Goldstone (1993) l’avait montré, c’est cette compétition intra-élite qui provoque les révolutions, et cela dans le monde entier, y compris celle de 1789. Comme l’avait résumé Peter Turchin (2016) : 

“Une concurrence excessive entre les élites, en revanche, entraîne une instabilité sociale et politique croissante. L’offre de postes de pouvoir dans une société est relativement, voire absolument, inélastique. Par exemple, il n’y a que 435 représentants américains, 100 sénateurs et un président. Une grande expansion du nombre d’aspirants à l’élite signifie qu’un nombre de plus en plus important d’entre eux sont frustrés, et certains d’entre eux, les plus ambitieux et les plus impitoyables, se transforment en contre-élites. En d’autres termes, les masses d’aspirants à l’élite frustrés deviennent un terreau pour les groupes radicaux et les mouvements révolutionnaires.”

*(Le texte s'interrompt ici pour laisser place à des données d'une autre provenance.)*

PR #3554, opened 2022-12-05
Add version to help menu docs url

### LINKED ISSUE #3524: Help menu entries need to use versioned URLs
Our "Help" menu has a "Get Help" entry that links to https://docs.rancherdesktop.io

Screen Shot 2022-12-02 at 11 51 09 AM

- [x] It should link to a versioned URL, just like the help buttons in the Preferences dialog, so either https://docs.rancherdesktop.io/1.7/ for the next release build, or https://docs.rancherdesktop.io/next/ for dev/ci builds.

- [x] At least on macOS the "Get Help" entry would customarily be called "Rancher Desktop Help".

- [ ] Finally, the "Search" entry is not useful, as it searches the macOS help files, and will not find anything Rancher Desktop specific, so it would be better to remove it.

rak-phillip:
This adds a versioned docs url for the help menu by parsing the version number in the same way that we do for help buttons. We create a new version util for getting the Rancher Desktop version so that we can easily invoke `getVersion` from `mainmenu.ts`

I opted to delay removing the Search function from macOS because this feature is provided by the `help` role via electron. I figured that updating the docs was more important at this time.

closes #3524

### DIFF
--- a/pkg/rancher-desktop/main/mainmenu.ts
+++ b/pkg/rancher-desktop/main/mainmenu.ts
@@ -5,12 +5,12 @@ import { openMain } from '@pkg/window';
 
 const baseUrl = `https://docs.rancherdesktop.io`;
 
-const versionedDocsUrl = async() => {
+async function versionedDocsUrl() {
   const version = await getVersion();
   const parsed = parseDocsVersion(version);
 
   return `${ baseUrl }/${ parsed }`;
-};
+}
 
 export default function buildApplicationMenu(): void {
   const menuItems: Array<MenuItem> = getApplicationMenu();
--- a/pkg/rancher-desktop/main/mainmenu.ts
+++ b/pkg/rancher-desktop/main/mainmenu.ts
@@ -62,7 +62,7 @@ function getHelpMenu(isMac: boolean): MenuItem {
       { type: 'separator' } as MenuItemConstructorOptions,
     ] : []),
     {
-      label: 'Get &Help',
+      label: isMac ? 'Rancher Desktop &Help' : 'Get &Help',
       click: async() => {
         shell.openExternal(await versionedDocsUrl());
       },
--- a/pkg/rancher-desktop/main/mainmenu.ts
+++ b/pkg/rancher-desktop/main/mainmenu.ts
@@ -1,6 +1,16 @@
 import Electron, { Menu, MenuItem, MenuItemConstructorOptions, shell } from 'electron';
 
+import { getVersion, parseDocsVersion } from '@pkg/utils/version';
 import { openMain } from '@pkg/window';
+
+const baseUrl = `https://docs.rancherdesktop.io`;
+
+const versionedDocsUrl = async() => {
+  const version = await getVersion();
+  const parsed = parseDocsVersion(version);
+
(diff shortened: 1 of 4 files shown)


jandubois (dismissed):
LGTM and works as expected, linking to `next` for dev builds, and to `1.6` with `MOCK_FOR_SCREENSHOTS`.

pkg/rancher-desktop/utils/version.ts
```diff
@@ -0,0 +1,39 @@
...
+  } catch (err) {
+    console.log(`Can't get app version: ${ err }`);
+
+    return '?';
+  }
+}
+
+async function getDevVersion() {
+  try {
+    const { stdout } = await spawnFile('git', ['describe', '--tags'], { stdio: ['ignore', 'pipe', 'inherit'] });
```
mook-as, line 17: Hmm, we should probably set `cwd` here. (Not necessary for this PR, since it's just moving code around.)

pkg/rancher-desktop/main/mainmenu.ts
```diff
@@ -1,7 +1,17 @@
...
 import { openMain } from '@pkg/window';
 
+const baseUrl = `https://docs.rancherdesktop.io`;
+
+const versionedDocsUrl = async() => {
+  const version = await getVersion();
+  const parsed = parseDocsVersion(version);
+
+  return `${ baseUrl }/${ parsed }`;
+};
```
mook-as, line 13: Any particular reason this isn't `async function versionedDocsUrl()` instead? (Maybe there's an important but non-obvious one I'm missing…)

pkg/rancher-desktop/utils/version.ts
```diff
@@ -0,0 +1,39 @@
...
+
+    return stdout.trim();
+  } catch (err) {
+    console.log(`Can't get app version: ${ err }`);
+
+    return '?';
+  }
+}
+
+export async function getVersion() {
```
mook-as, line 27: Should we have some sort of warning that this function is main process only? This PR doesn't introduce any mistakes, but this file _does_ get imported in the renderer process, so it seems likely we'll mess up in the future.

pkg/rancher-desktop/utils/version.ts
rak-phillip: Yeah, I'm going to leave this be for the time being for the same reason of just moving code around.

pkg/rancher-desktop/utils/version.ts
rak-phillip: I had considered this issue and didn't really like the approach. The only function that's shared between main and renderer is `parseDocsVersion`. Perhaps, it makes sense to introduce a separate `parsers` util to keep this separated. 

We'll still have the issue of lacking clear separation between main and renderer, but it'll be segmented between different utils. This isn't the first time we've encountered such an issue, perhaps it'll wise for us to consider how we can better promote clear separation in the future 🤔

mook-as (approved):
LGTM, with follow-up to eventually maybe flag the main-only functions better.

Tested with a local tag `v99.0.0`, went to [versioned docs](https://docs.rancherdesktop.io/99.0/ui/preferences/application#behavior) correctly.

PR #3556, opened 2022-12-06
rdctl: Correctly kill Rancher Desktop on darwin.

### LINKED ISSUE #3553: Factory reset is not closing main Window and not quitting Rancher Desktop
### Actual Behavior

Once you run Factory reset from the UI, Rancher Desktop doesn't quit, main Window crashes and goes into a blank state.

### Steps to Reproduce

1. Launch Rancher Desktop
2. Run Factory-Reset via UI
3. Check the output

### Result

factory-reset window blank

### Expected Behavior

Main Window must close and application must quit once user performs a factory reset.

### Additional Information

_No response_

### Rancher Desktop Version

1.6.0-477-g44b1d327

1.25.0

moby (docker cli)

macOS

macOS Monterey

arm64 (Apple Silicon)

None

### Windows User Only

_No response_

mook-as:
On darwin, `pkill` by default does not kill ancestors of `pkill`.  However, we spawn it from `rdctl`, which in turn was spawned from the Rancher Desktop main process.  This means that we would fail to kill Rancher Desktop.  Fix this by passing in the `-a` flag (only on darwin) to make it consider ancestors.  Note that this is not an issue for `qemu`, since that isn't an ancestor of `pkill`.  Also, `pkill` on Linux (on my machine, from `procps-ng`) doesn't have the same ancestor-avoiding behaviour, and doesn't take `-a` either.

From `man pkill` on macOS:
> -a                Include process ancestors in the match list.  By default, the current pgrep or pkill process and all of its ancestors are excluded (unless -v is used).

Fixes #3553.

### DIFF
--- a/src/go/rdctl/pkg/shutdown/shutdown.go
+++ b/src/go/rdctl/pkg/shutdown/shutdown.go
@@ -111,11 +111,23 @@ func checkProcessQemu() bool {
 }
 
 func pkillQemu() {
-	exec.Command("pkill", "-9", "-f", RancherDesktopQemuCommand).Run()
+	cmd := exec.Command("pkill", "-9", "-f", RancherDesktopQemuCommand)
+	cmd.Stdout = os.Stdout
+	cmd.Stderr = os.Stderr
+	err := cmd.Run()
+	if err != nil {
+		logrus.Errorf("Failed to kill qemu: %s", err)
+	}
 }
 
 func pkillDarwin() {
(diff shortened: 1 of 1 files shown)


ericpromislow (approved):
This PR fixes two problems in the previous solution:
* `pkill` without `-a` wasn't actually killing `rancher desktop` when `rdctl` was a child of it
* No output was ever appearing in `tmpdir/rdctl-stdout.txt` because go's `exec.Command` does not inherit the OS stdout and stderr.

PR #3561, opened 2022-12-07
rdctl: factory-reset: Manually handle killing processes.

### LINKED ISSUE #3519: Factory Reset does not delete anything
While testing the [CI build](https://github.com/rancher-sandbox/rancher-desktop/actions/runs/3598558497) on my Windows, I noticed the `Factory Reset` did not work as expected.

Steps:

- Install the MSI from the [CI build](https://github.com/rancher-sandbox/rancher-desktop/actions/runs/3598558497)
- Once the session is up and running, Perform `Factory Reset`.
- On accepting the `Factory Reset` confirmation dialog, the app window gets closed. However, I noticed the window getting closed super quick, almost immediately which is unusual.
- When I relaunch the app from the shortcut, the app directly launches without getting into the initial configuration window

Logs from this session:

[logs-factory-reset-issue.zip](https://github.com/rancher-sandbox/rancher-desktop/files/10143056/logs-factory-reset-issue.zip)

mook-as:
When invoked from the GUI, `rdctl` is a child process of the main Rancher Desktop process.  This means that invoking `taskkill ... /T` will also terminate rdctl, which aborts the factory reset.

Instead, manually iterate through processes and terminating the ones that are part of the application (that is, has an executable image that lives within the application directory).  This is close enough to what we want to achieve (and correctly kills `vtunnel` and `host-resolver`).

Also includes fixes to correctly bubble errors up.

Fixes #3519

### DIFF
--- a/src/go/rdctl/pkg/factoryreset/factory_reset_windows.go
+++ b/src/go/rdctl/pkg/factoryreset/factory_reset_windows.go
@@ -22,18 +22,134 @@ import (
 	"os"
 	"os/exec"
 	"path"
+	"path/filepath"
+	"sort"
 	"strings"
 	"syscall"
+	"unsafe"
 
 	"github.com/rancher-sandbox/rancher-desktop/src/go/rdctl/pkg/directories"
 	"github.com/sirupsen/logrus"
+	"golang.org/x/sys/windows"
 	"golang.org/x/text/encoding/unicode"
 )
 
-func KillRancherDesktop() {
-	cmd := exec.Command("taskkill", "/IM", "Rancher Desktop.exe", "/T", "/F")
-	cmd.SysProcAttr = &syscall.SysProcAttr{CreationFlags: CREATE_NO_WINDOW}
-	cmd.Run()
+var (
+	pKernel32      = windows.NewLazySystemDLL("kernel32.dll")
+	pEnumProcesses = pKernel32.NewProc("K32EnumProcesses")
+)
+
+// KillRancherDesktop terminates all processes where the executable is from the
+// Rancher Desktop application, excluding the current process.
+func KillRancherDesktop() error {
+	appDir, err := directories.GetApplicationDirectory()
+	if err != nil {
+		return fmt.Errorf("could not find application directory: %w", err)
+	}
+
+	var processes []uint32
+	err = directories.InvokeWin32WithBuffer(func(size int) error {
+		processes = make([]uint32, size)
+		var bytesReturned uint32
+		// We can't use `windows.EnumProcesses`, because it passes in an incorrect
+		// value for the second argument (`cb`).
+		elementSize := unsafe.Sizeof(uint32(0))
+		bufferSize := uintptr(len(processes)) * elementSize
+		n, _, err := pEnumProcesses.Call(
+			uintptr(unsafe.Pointer(&processes[0])),
+			bufferSize,
+			uintptr(unsafe.Pointer(&bytesReturned)),
+		)
+		if n == 0 {
+			return err
+		}
+		if uintptr(bytesReturned) >= bufferSize {
+			return windows.ERROR_INSUFFICIENT_BUFFER
+		}
+		processesFound := uintptr(bytesReturned) / elementSize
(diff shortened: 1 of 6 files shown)


src/go/rdctl/pkg/factoryreset/factory_reset_windows.go
```diff
@@ -22,18 +22,129 @@ import (
...
-func KillRancherDesktop() {
-	cmd := exec.Command("taskkill", "/IM", "Rancher Desktop.exe", "/T", "/F")
-	cmd.SysProcAttr = &syscall.SysProcAttr{CreationFlags: CREATE_NO_WINDOW}
-	cmd.Run()
+var (
+	pKernel32      = windows.NewLazySystemDLL("kernel32.dll")
+	pEnumProcesses = pKernel32.NewProc("K32EnumProcesses")
+)
+
+func KillRancherDesktop() error {
```
ericpromislow, line 42: This function could use a high-level comment explaining its main purpose and what it does, with more comments on details in line (which I'll point out)

src/go/rdctl/pkg/factoryreset/factory_reset_windows.go
```diff
@@ -22,18 +22,129 @@ import (
...
+		}
+		logrus.Tracef("got %d processes", processesFound)
+		processes = processes[:processesFound]
+		return nil
+	})
+	if err != nil {
+		return fmt.Errorf("could not get process list: %w", err)
+	}
+
+	sort.Slice(processes, func(i, j int) bool {
```
ericpromislow, line 74: Why sort the processes? I don't see a `break` stmt when the loop hits a certain `pid`.

mook-as: It was just there for debugging — having a sorted list makes it easier to spot if a desired one was flagged in the log.

src/go/rdctl/pkg/shutdown/shutdown.go
```diff
@@ -28,37 +28,54 @@ import (
...
 )
 
 func FinishShutdown(waitForShutdown bool) error {
+	var err error
 	switch runtime.GOOS {
 	case "darwin":
-		doCheckWithTimeout(checkProcessQemu, pkillQemu, waitForShutdown, 15, 2, "qemu")
-		doCheckWithTimeout(checkProcessDarwin, pkillDarwin, waitForShutdown, 5, 1, "the app")
+		group := errgroup.Group{}
+		group.Go(func() error { return doCheckWithTimeout(checkProcessQemu, pkillQemu, waitForShutdown, 15, 2, "qemu") })
```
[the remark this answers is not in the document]
mook-as: Ah; changed to _not_ use `errgroup`, then.

src/go/rdctl/pkg/factoryreset/factory_reset_windows.go
mook-as: Added. In the process of writing the comment, I realized that I really just want to exclude the current process, not all `rdctl` processes; so I did that instead.

src/go/rdctl/pkg/shutdown/shutdown.go
```diff
@@ -110,26 +122,34 @@ func checkProcessQemu() bool {
...
 
-func pkillQemu() {
+func pkillQemu() error {
 	cmd := exec.Command("pkill", "-9", "-f", RancherDesktopQemuCommand)
 	cmd.Stdout = os.Stdout
 	cmd.Stderr = os.Stderr
 	err := cmd.Run()
 	if err != nil {
-		logrus.Errorf("Failed to kill qemu: %s", err)
+		return fmt.Errorf("failed to kill qemu: %s", err)
```
ericpromislow, line 131: Preferable to use the `%w` verb for errors in `fmt.Errorf` calls

https://go.dev/blog/go1.13-errors#wrapping-errors-with-w

ericpromislow (changes requested):
just a couple of small changes... Everything else looks good and it works on windows

ericpromislow (approved):
LGTM

Issue #3567, opened 2022-12-07
rdctl factory-reset: also needs to kill Privileged Service


Nino-K:
Looking at the PR: https://github.com/rancher-sandbox/rancher-desktop/pull/3561 it seems as though we are not killing Privileged Service. 

Privileged Service currently does not hold any state and all the port mappings are stored in memory in the Rancher Desktop Guest Agent. Since we no longer gracefully shut down the VM as part of the factory reset, we would need to be mindful of removing the port mappings (`netsh portproxy`) from the previous session of Rancher Desktop.  Otherwise, we will end up with abandoned port proxies on the host machine.

For more context on the original issue see: https://github.com/rancher-sandbox/rancher-desktop/issues/3519

PR #3569, opened 2022-12-07
rdctl factory-reset: Try to stop privileged service.

mook-as:
This will cause us to try to stop the privileged service if it's installed. Note that this does _not_ unmap anything port forwardings.


mook-as:
See also #3567 — this PR doesn't do the part where we tear down the port forwardings, so that would still be outstanding if we merge this one.

Nino-K (approved):
LGTM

Et l’histoire le prouve, comme le rappelle Rob Henderson (2022) (celui qui a décrit les “Croyances de luxe” : voir Billet Éco 32) : 

“Les mouvements sociaux ne sont généralement pas dirigés par des personnes issues des classes défavorisées ou des pauvres, mais par des élites de second rang. Lénine, Hitler, Mao, Pol Pot, Che Guevara, les fondateurs de l’Amérique, etc. étaient relativement instruits et au moins issus de la classe moyenne. Ils étaient loin d’être les plus pauvres de leurs sociétés. Loin de là.” 

Or, nous nous enfonçons de plus en plus dans une telle situation. Le Billet Éco 19 avait déjà montré que le système éducatif sélectionne de plus en plus sur la conformité, ce qui s’oppose à ce qu’on attend de lui, mais il présente aussi un autre problème, que l’on commence tout juste à découvrir et qui est lui purement quantitatif : il produit trop de diplômés, c’est-à-dire trop de frustrés, avec le risque illustré ci-dessus. 

Comment s’en sortir ? Faut-il restreindre le nombre de personnes ayant accès à l’éducation supérieure ? Ce serait bien sûr trop dictatorial pour être efficace, même si, comme Rob Henderson (2022) le remarque, il ne faut pas que les établissements les plus prestigieux augmentent leur nombre d’admis. 

Il existe pourtant une solution. Une caractéristique non dite de notre petite histoire, et qu’on a retrouvé dans les pays ayant subi des révolutions, est qu’il n’y a qu’une seule hiérarchie, ou au moins une très fortement dominante, celle qu’on peut renverser. Mais ce n’est pas ce que l’on retrouve dans les pays libres où de multiples hiérarchies parallèles sont en concurrence. L’artiste ne s’intéressera pas autant aux billets verts que l’homme d’affaire visant la fortune, et chacun aura raison de poursuivre ses rêves, on ne peut dire que l’un est meilleur que l’autre, chacun croira ce qui l’arrange. Plus fondamentalement, comme nous le voyons, le fait même qu’ils poursuivent des rêves différents protège la stabilité de la société, leurs différences et leurs oppositions sont bénéfiques à tous. 

Cela signifie directement que l’idée défendue par certains de mettre en place un système politique plus dirigiste n’aurait pas comme promis l’effet de mieux maîtriser le chaos ambiant, mais augmenterait au contraire l’instabilité et mènerait à des conflits. C’est la liberté, c'est-à-dire le respect de la propriété (Base Éco 18), qui permet la stabilité.

Philippe Gouillou

Références : Base Éco 18 (MBN 79, Juillet 2022) Billets Éco : 19 (MBN 53, Octobre 2015) et 32 (MBN77, Février 2022) ; Evopsy (20 juin 2021) ; Goldstone, J. A. (1993, ISBN : 978–0520082670) ; Henderson, R. (2 octobre 2022) ; Turchin, P. (30 décembre 2016).